In September of this year, Liu officially announced that she had not renewed her contract with S.M. Entertainment and became the first member of f(x) to begin a solo career. She’d already released a couple of stray singles after signing with Steel Wool Entertainment in 2018, but transitioning into a full-time solo artist marked a definite, promising rebirth. It’s almost as though she’s returning to the exact moment when she lost the chance to explore who she was, just to correct it.
“I’m ready to have fun now,” she says. Liu still remembers f(x) fondly, but she now realizes that none of the money or fame it granted satisfied her, never made her any happier. “I’m going to escape rooms now. I’m geeking out with my friends on anime. I’m playing video games. Work can become just work, and I’m trying to learn how to have fun with it.”

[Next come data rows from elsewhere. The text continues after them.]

PR #395, opened 2026-04-14
Harden backup folder list: scoped access helper and selection sync

kipyin:
## Headline

Backup exports list stays trustworthy when the folder contents refresh or the list reloads.

## User impact

People managing scheduled backup files in Settings see a list that stays in sync with what is actually on disk. Stale or invalid selections are dropped after a refresh, so delete confirmations and actions match real files and are less likely to target the wrong thing or behave oddly after the list changes.

## What changed

Loading the backup folder file list now uses the same security-scoped folder access helper as delete, instead of hand-rolled start/stop access around the folder URL. That keeps access rules in one place and reduces the chance of inconsistent handling between listing and deleting.

When the file array updates, the multi-select set is intersected with the paths that still exist in the new list. Empty lists still exit selection mode; non-empty refreshes prune selections for files that disappeared without wiping the whole set when some files remain.

## Verification

On a Mac with Xcode and the project’s grace CLI installed, run `grace ci` (or `grace test` with the default simulator destination from gracenotes-dev.toml). In the app, open Settings → the scheduled backup folder file list, enter multi-select, refresh the list (or change folder contents), and confirm selection and delete flows still match visible files.

## Risk

Medium

## Touch class

`business-logic`
---

### DIFF
--- a/GraceNotes/GraceNotes/Features/Settings/ImportExportSettingsSupport.swift
+++ b/GraceNotes/GraceNotes/Features/Settings/ImportExportSettingsSupport.swift
@@ -159,9 +159,10 @@ struct BackupFolderImportFileListView: View {
             load()
         }
         .onChange(of: files) { _, newFiles in
+            let validPaths = Set(newFiles.map(\.path))
+            selection = selection.intersection(validPaths)
             if newFiles.isEmpty {
                 isSelecting = false
-                selection.removeAll()
             }
         }
     }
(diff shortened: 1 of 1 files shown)


kipyin:
**Sentry — review feedback**

Thanks for the detailed review.

We updated `load()` to use the same security-scoped bookmark flow as scheduled backups and delete: resolve the bookmark, call `startAccessingSecurityScopedResource()`, and always pair it with `stopAccessing…` in a `defer`, routing failures through `ScheduledBackupError.securityScopeDenied` so denied scope behaves consistently across paths. On a successful reload we rebuild selection from the fresh file list (`Set(newFiles.map(\.path))`) so edit-mode tags do not reference files that are no longer present if the directory contents change between loads; an empty listing still clears selection because intersecting with an empty set drops everything. We did not change the behavior on `load()` failure: `files` stays as before and `listError` drives the error UI, matching the previous contract. We agree a quick **macOS Simulator** pass in Settings → Import/Export → backup folder (picker, revoke/regrant access, multi-select delete while the list refreshes) is the right follow-up since that is not exercised in Linux CI.

PR #396, opened 2026-04-14
Validate curated review theme labels in DEBUG builds

kipyin:
## Headline

Catch missing theme display labels before they ship and break localized review themes.

## User impact

When a curated alias points at a canonical theme that has no display label, the app can fall back to generic title-casing and skip proper `review.theme.*` strings, so labels look wrong or inconsistent. This change does not alter runtime behavior in release; it only fails fast in development when the map is incomplete.

## What changed

The default curated theme map is now built inside a small initializer closure so we can run a DEBUG-only consistency check before the static value is exposed. A new assertion walks every canonical target referenced by global aliases, section overrides, and cross-language aliases and requires each one to exist in `canonicalDisplayLabels`, crashing with a clear list of missing keys if not. That keeps the mapping table and localization story aligned as editors add or tweak aliases.

## Verification

On a Mac with Xcode, run `swiftlint lint` from the repo root and `grace ci` (or `grace test` with the project’s default simulator destination) to confirm the app still builds and tests pass; in DEBUG, launching code paths that touch `ReviewCuratedThemeMap.defaultMap` will trip the assertion if any canonical is missing a label.

## Risk

Medium

## Touch class

`business-logic`
---

### DIFF
--- a/GraceNotes/GraceNotes/Features/Journal/Services/ReviewCuratedThemeMap.swift
+++ b/GraceNotes/GraceNotes/Features/Journal/Services/ReviewCuratedThemeMap.swift
@@ -8,159 +8,189 @@ struct ReviewCuratedThemeMap {
     let crossLanguageAliases: [String: String]
     let canonicalDisplayLabels: [String: String]
 
-    static let defaultMap = ReviewCuratedThemeMap(
-        globalAliases: [
-            "sleep": "sleep",
-            "better sleep": "sleep",
-            "slept": "sleep",
-            "rest": "rest",
-            "recover": "rest",
-            "recovery": "rest",
-            "downtime": "rest",
-            "quiet": "quiet time",
-            "quiet time": "quiet time",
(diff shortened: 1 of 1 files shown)


kipyin:
**Sentry — review feedback**

*(No review digest text.)*

## Files touched in this pass

- `GraceNotes/GraceNotes/Features/Journal/Services/ReviewCuratedThemeMap.swift`

This update refines the default **review curated theme map** (aliases, section overrides, banned and penalized concepts, cross-language aliases, and canonical display labels) and builds `defaultMap` through a typed closure so the structure stays explicit. In **Debug** builds we now assert that every canonical target produced by those mappings has a matching entry in `canonicalDisplayLabels`, which catches gaps early instead of falling back to naive title-casing and missing `review.theme.*` localization. **Validation:** please run `grace ci` or `grace test` on a Mac with Xcode and the iOS Simulator; this environment cannot compile the iOS app.

PR #401, opened 2026-04-14
Sentry: refine ShareSheet.swift

kipyin:
## Headline

Automated refinement from `grace sentry`.

## User impact

Maintainers get a small scoped change with CI preflight before review.

## What changed

Updates `GraceNotes/GraceNotes/Features/Journal/Views/ShareSheet.swift` in a single automated pass (see diff on the PR).

## Verification

`grace ci` on macOS using the configured sentry CI profile.

## Risk

Medium

## Touch class

`ui-ux`
---

### DIFF
--- a/GraceNotes/GraceNotes/Features/Journal/Views/ShareSheet.swift
+++ b/GraceNotes/GraceNotes/Features/Journal/Views/ShareSheet.swift
@@ -12,11 +12,34 @@ struct ShareSheet: UIViewControllerRepresentable {
     var applicationActivities: [UIActivity]?
 
     func makeUIViewController(context: Context) -> UIActivityViewController {
-        UIActivityViewController(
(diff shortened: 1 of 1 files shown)


kipyin:
**Response to review**

Popover anchoring no longer depends on finding a key window during `makeUIViewController`. A small `UIActivityViewController` subclass reapplies popover `sourceView` / `sourceRect` in `viewDidLayoutSubviews` and `viewDidAppear`, when the activity view is in the hierarchy and has non-zero bounds, with an extra main-queue pass after creation for the first frame. The anchor uses the activity controller’s own view instead of a global key-window search. Empty activity items are guarded with `precondition` so Release builds still fail fast, and `updateUIViewController` now refreshes popover configuration if the representable updates. We have not added UI tests for iPad regular-width share or Settings export; those remain good manual or follow-up automation targets.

This isn’t hard to believe. It’s right there in the music, which seems buoyed by the spirit of someone who has not yet decided where or how to set up camp. If you listen to Liu’s latest three songs, for example — “Ready For The Ride,” a smouldering slow jam; “Numb,” a sparse piano ballad; and “Curiosity,” a mellow, radio-friendly dance tune — you’ll hear the ambient noise of someone fiddling intently with a pile of puzzle pieces, as though trying every possible combination to figure out which works best.

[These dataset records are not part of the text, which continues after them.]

PR #417, opened 2026-04-14
Normalize streak day boundaries in StreakCalculator

kipyin:
## Headline

Journal streak counts stay accurate when the calendar steps between days.

## User impact

Streak numbers could be wrong or unstable if “yesterday” and each step backward did not match the same midnight-normalized dates used everywhere else. After this change, basic and perfect streaks line up with how journal days are keyed, so what you see reflects real consecutive journaling days.

## What changed

The streak logic already stores completion per calendar day using start-of-day dates. The code now applies the same start-of-day normalization when it derives “yesterday” from today and when it walks backward day by day in the streak loop, so dictionary lookups always use the same date keys. A safety check stops the backward walk if the calendar would ever produce a non-advancing “previous” day, avoiding a runaway loop.

## Verification

On a Mac with Xcode and the repo’s grace CLI installed, run `grace ci` (or `grace test` with the project’s default simulator destination) to lint and exercise the GraceNotes scheme.

## Risk

Medium

## Touch class

`business-logic`
---

### DIFF
--- a/GraceNotes/GraceNotes/Features/Journal/Services/StreakCalculator.swift
+++ b/GraceNotes/GraceNotes/Features/Journal/Services/StreakCalculator.swift
@@ -49,6 +49,7 @@ struct StreakCalculator {
 
     private func currentStreakLength(byDay: [Date: Bool], today: Date) -> Int {
         let yesterday = calendar.date(byAdding: .day, value: -1, to: today)
+            .map { calendar.startOfDay(for: $0) }
         let startDay: Date
         if byDay[today] == true {
             startDay = today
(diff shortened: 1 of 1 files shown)


kipyin:
**Sentry — review feedback**

Added a `StreakCalculator` unit test that uses a Gregorian calendar in `America/Los_Angeles` with journal dates spanning a daylight saving transition, so the streak walk-back hits the same `date(byAdding: .day, …)` plus `startOfDay` normalization path as real users outside UTC. The test checks that a multi-day streak still counts correctly when completion keys are calendar day starts, which guards against regressions where the prior-day cursor would not align with those keys. Left the existing GMT-based tests in place so default setup stays fast and deterministic. Swift tests stay Xcode-only here; this case is meant to be exercised with `grace test` / `xcodebuild test` on a Mac.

“I think that, after being in a certain type of system for so long, human nature is to do something different — hopefully,” Liu says. “I know now that I don’t have to kill myself over being perfect anymore. I don’t think I fit the criteria of a K-pop idol as of now, but it’s always going to be a part of me.”
That doesn’t mean she’s shedding all of her K-pop inclinations. In her music videos, Liu is still drawn to elaborate, precise choreography. Her EP, X, has accompanying music videos for all six songs. Liu is also preparing to embark on a major 2020 U.S. tour, one that will take her to 24 cities and become the longest North American tour any K-pop artist has ever done.

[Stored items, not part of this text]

PR #421, opened 2026-04-14
Trim journal onboarding guidance and hide empty whitespace-only cards

kipyin:
## Headline

Onboarding hints no longer render blank cards or invisible lines when copy is only whitespace.

## User impact

Journal onboarding guidance treats trimmed text as the real content, so you do not get an empty-looking card or stray blank lines from spaces or newlines. Title-only or secondary-line-only hints can appear when the main message is empty after trimming, which matches how those strings are meant to be used.

## What changed

The guidance view now trims leading and trailing whitespace from the title, main message, and optional second line. It shows the card only when at least one of those trimmed values is non-empty, instead of keying visibility solely on the raw main message. Each line is drawn only when it has non-empty trimmed text, and an all-whitespace optional second line is dropped so it does not add noise.

## Verification

On a Mac with the repo and Xcode, run `grace ci` (or `grace test`) from the project root to confirm the app still builds and tests pass; in the simulator, open journal onboarding flows that use this view and confirm cards with only spaces do not appear, while title-only or hint-only content still shows as expected.

## Risk

Medium

## Touch class

`ui-ux`
---

### DIFF
--- a/GraceNotes/GraceNotes/Features/Journal/Tutorial/JournalOnboardingGuidanceView.swift
+++ b/GraceNotes/GraceNotes/Features/Journal/Tutorial/JournalOnboardingGuidanceView.swift
@@ -13,25 +13,45 @@ struct JournalOnboardingGuidanceView: View {
         self.messageSecondary = messageSecondary
     }
 
+    private var trimmedTitle: String {
+        title.trimmingCharacters(in: .whitespacesAndNewlines)
+    }
+
+    private var trimmedMessage: String {
+        message.trimmingCharacters(in: .whitespacesAndNewlines)
+    }
+
+    private var trimmedSecondaryLine: String? {
+        guard let messageSecondary else { return nil }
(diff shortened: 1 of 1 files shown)


kipyin:
**Update:** Addressed the review by computing `trimmedTitle`, `trimmedMessage`, and `trimmedSecondaryLine` once at the start of `body`, deriving both the “meaningful content” check and the `Text` views from those locals so we are not re-trimming on every access. Renamed the optional binding to `secondaryLine` so it no longer shadows the trimmed string. The intent remains to hide whitespace-only onboarding cards while still showing a card when there is a real title or body (including title-only when the trimmed title is non-empty). Follow-up worth tracking: align `sectionGuidance` / `SequentialSectionPrimaryColumn` / `EditableTextSection` with the same trim-and-meaningful-content rules so the live journal path cannot drift from this component.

I ask, already anticipating the answer, whether this moment feels more like home to her. “Yes,” she replies, eagerly, then describes what seems like a return to the locus of what governs her devotion to music: how it connects people in varying degrees of intimacy; how it illuminates inner truths, like a hyperactive firefly in a dark cavern; how it forces a position of honesty and vulnerability, all off of “a bunch of sounds.”
“Everyone that I’m working now with has really allowed me to be more vulnerable and open up, and has taught me that it’s okay to express my emotions,” Liu says. I mean to ask what the alternative is, but then she compares her manager to her dad, and before I can chalk it up to a Freudian slip — like when you accidentally call your third grade homeroom teacher “Mom” — she starts to say he isn’t unlike “a big brother, or maybe an uncle,” then describes her team as an extension of herself: a sort of intimate, surrogate familial unit.
It’s this sense of closeness and grounding, perhaps, that is helping Liu to come into her own — to relinquish her desire for control and to trust that her instincts will catch her. It will be a long process, as all births are. “I don’t want to be afraid anymore,” she says. “Even with making mistakes.” Later, I make note of how many times she has used the word “mistake” over the last 40 minutes of our conversation. I write it down: eight times. “Perfect” comes up six. Nature, it would seem, is the most difficult trap to elude.